== Collected data entries ==
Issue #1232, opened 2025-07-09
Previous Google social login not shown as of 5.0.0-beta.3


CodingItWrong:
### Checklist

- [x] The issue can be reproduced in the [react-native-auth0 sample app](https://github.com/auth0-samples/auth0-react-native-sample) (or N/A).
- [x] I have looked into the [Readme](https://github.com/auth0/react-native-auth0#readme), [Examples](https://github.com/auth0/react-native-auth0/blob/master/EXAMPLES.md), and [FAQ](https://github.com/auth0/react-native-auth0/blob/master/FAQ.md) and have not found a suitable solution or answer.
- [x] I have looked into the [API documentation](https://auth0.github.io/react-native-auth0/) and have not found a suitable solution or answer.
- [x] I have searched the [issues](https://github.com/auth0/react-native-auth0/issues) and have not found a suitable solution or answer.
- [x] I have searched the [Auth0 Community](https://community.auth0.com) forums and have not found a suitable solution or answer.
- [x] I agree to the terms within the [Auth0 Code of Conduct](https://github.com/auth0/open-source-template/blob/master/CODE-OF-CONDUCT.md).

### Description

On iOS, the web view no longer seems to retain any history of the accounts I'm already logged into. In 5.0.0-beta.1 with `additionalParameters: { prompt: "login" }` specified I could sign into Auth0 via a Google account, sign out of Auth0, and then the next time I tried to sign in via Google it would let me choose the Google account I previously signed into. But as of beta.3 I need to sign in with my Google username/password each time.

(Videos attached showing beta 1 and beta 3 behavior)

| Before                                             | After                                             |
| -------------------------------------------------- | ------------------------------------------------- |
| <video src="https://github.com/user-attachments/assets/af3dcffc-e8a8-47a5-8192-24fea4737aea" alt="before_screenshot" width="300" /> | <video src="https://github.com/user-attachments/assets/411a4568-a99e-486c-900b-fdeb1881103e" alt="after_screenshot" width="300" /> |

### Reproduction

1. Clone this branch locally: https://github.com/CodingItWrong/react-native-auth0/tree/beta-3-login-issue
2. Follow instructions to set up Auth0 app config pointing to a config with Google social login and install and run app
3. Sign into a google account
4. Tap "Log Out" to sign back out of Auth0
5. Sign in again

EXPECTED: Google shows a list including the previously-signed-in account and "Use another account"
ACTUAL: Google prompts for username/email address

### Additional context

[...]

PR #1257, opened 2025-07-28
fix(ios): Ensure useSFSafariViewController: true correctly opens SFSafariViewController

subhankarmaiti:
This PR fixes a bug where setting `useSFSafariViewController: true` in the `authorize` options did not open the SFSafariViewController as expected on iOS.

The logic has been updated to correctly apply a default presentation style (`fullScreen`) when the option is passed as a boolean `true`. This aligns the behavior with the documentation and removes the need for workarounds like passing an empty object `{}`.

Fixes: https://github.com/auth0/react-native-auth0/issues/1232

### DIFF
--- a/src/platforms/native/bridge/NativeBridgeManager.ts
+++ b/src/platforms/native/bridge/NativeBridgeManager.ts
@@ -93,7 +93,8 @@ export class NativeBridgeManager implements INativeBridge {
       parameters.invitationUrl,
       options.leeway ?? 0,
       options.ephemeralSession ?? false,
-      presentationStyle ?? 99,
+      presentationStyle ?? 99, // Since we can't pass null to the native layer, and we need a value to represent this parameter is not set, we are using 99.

== Task ==
Only those lines of the entries above that run from the line containing "### Description" to the line containing "(Videos attached showing", both included, should be transcribed exactly.

== Response below ==
### Description

On iOS, the web view no longer seems to retain any history of the accounts I'm already logged into. In 5.0.0-beta.1 with `additionalParameters: { prompt: "login" }` specified I could sign into Auth0 via a Google account, sign out of Auth0, and then the next time I tried to sign in via Google it would let me choose the Google account I previously signed into. But as of beta.3 I need to sign in with my Google username/password each time.

(Videos attached showing beta 1 and beta 3 behavior)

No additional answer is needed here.